Task statement
Copy all lines holding the word "node" from the entries.

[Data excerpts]
┄┄┄┄┄┄┄┄┄┄┄┄┄┄┄┄┄┄┄┄

Issue #4868, opened 2019-07-25
Provide a different way of building images with minikube


afbjorklund:
Currently we delegate all building of images to `docker`, using `minikube docker-env`.

This requires the user to install Docker on their machine, and then learn how to set it up...

https://kubernetes.io/docs/tutorials/hello-minikube/

> [minikube/Dockerfile](https://raw.githubusercontent.com/kubernetes/website/master/content/en/examples/minikube/Dockerfile)
```Dockerfile
FROM node:6.14.2
EXPOSE 8080
COPY server.js .
CMD node server.js
```

> [minikube/server.js ](https://raw.githubusercontent.com/kubernetes/website/master/content/en/examples/minikube/server.js)
```js
var http = require('http');

var handleRequest = function(request, response) {
  console.log('Received request for URL: ' + request.url);
  response.writeHead(200);
  response.end('Hello World!');
};
var www = http.createServer(handleRequest);
www.listen(8080);
```

> For more information on the docker build command, read the [Docker documentation](https://docs.docker.com/engine/reference/commandline/build/).

If the user doesn't already have a local installation of docker, they can't build the image!

----

We could do better, by providing an abstraction that will simply do the build for them:

```
$ minikube build -- -t hello-node minikube
💾  Downloading docker 18.09.8
Sending build context to Docker daemon  3.072kB
Step 1/4 : FROM node:6.14.2
6.14.2: Pulling from library/node
3d77ce4481b1: Pull complete 
7d2f32934963: Pull complete 
0c5cf711b890: Pull complete 
9593dc852d6b: Pull complete 
4e3b8a1eb914: Pull complete 
ddcf13cc1951: Pull complete 
2e460d114172: Pull complete 
d94b1226fbf2: Pull complete 
Digest: sha256:62b9d88be259a344eb0b4e0dd1b12347acfe41c1bb0f84c3980262f8032acc5a
Status: Downloaded newer image for node:6.14.2
 ---> 00165cd5d0c0
Step 2/4 : EXPOSE 8080
 ---> Running in 2a302085e433
Removing intermediate container 2a302085e433
 ---> 9172f65af846
Step 3/4 : COPY server.js .
 ---> 035625e5e23f
Step 4/4 : CMD node server.js
 ---> Running in 1771091ed23a
Removing intermediate container 1771091ed23a
 ---> 250208286ec5
Successfully built 250208286ec5
Successfully tagged hello-node:latest
```
[...]

PR #4869, opened 2019-07-25
WIP: Add a build command, for building container images

afbjorklund:
From #4868

### DIFF
--- a/cmd/minikube/cmd/build.go
+++ b/cmd/minikube/cmd/build.go
@@ -20,26 +20,25 @@ import (
 	"fmt"
 	"os"
 	"os/exec"
+	"path/filepath"
 	"runtime"
 	"syscall"
 
 	"github.com/golang/glog"
 	"github.com/spf13/cobra"
-	pkg_config "k8s.io/minikube/pkg/minikube/config"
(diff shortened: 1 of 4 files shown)


medyagh:
This is reall cool ! I assume the built image will be available inside minikube.  Is there any way they could push that image to outside minikube too ?

Could you provide couple example real world use cases that you have in your mind ?

afbjorklund:
> This is reall cool ! I assume the built image will be available inside minikube. Is there any way they could push that image to outside minikube too ?

Sure, but unfortunately `crictl` only knows "pull" - it doesn't know "tag" or "push".
So just like with the missing "load" command, one would have to talk to the engine.

That is: after building the image, you would use either docker or podman to upload.
Of course, you would also have to sort out the credentials so probably need "login".
 
> Could you provide couple example real world use cases that you have in your mind ?

I prefer to discuss the implementation here, but can do some more examples in #4869

The basic use case is just being able to convert a `Dockerfile` into a container image.

afbjorklund:
I'm going to close this one as a PoC, until we some more buy-in on the concept (#4868)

┄┄┄┄┄┄┄┄┄┄┄┄┄┄┄┄┄┄┄┄

Answer section
FROM node:6.14.2
CMD node server.js
$ minikube build -- -t hello-node minikube
Step 1/4 : FROM node:6.14.2
6.14.2: Pulling from library/node
Status: Downloaded newer image for node:6.14.2
Step 4/4 : CMD node server.js
Successfully tagged hello-node:latest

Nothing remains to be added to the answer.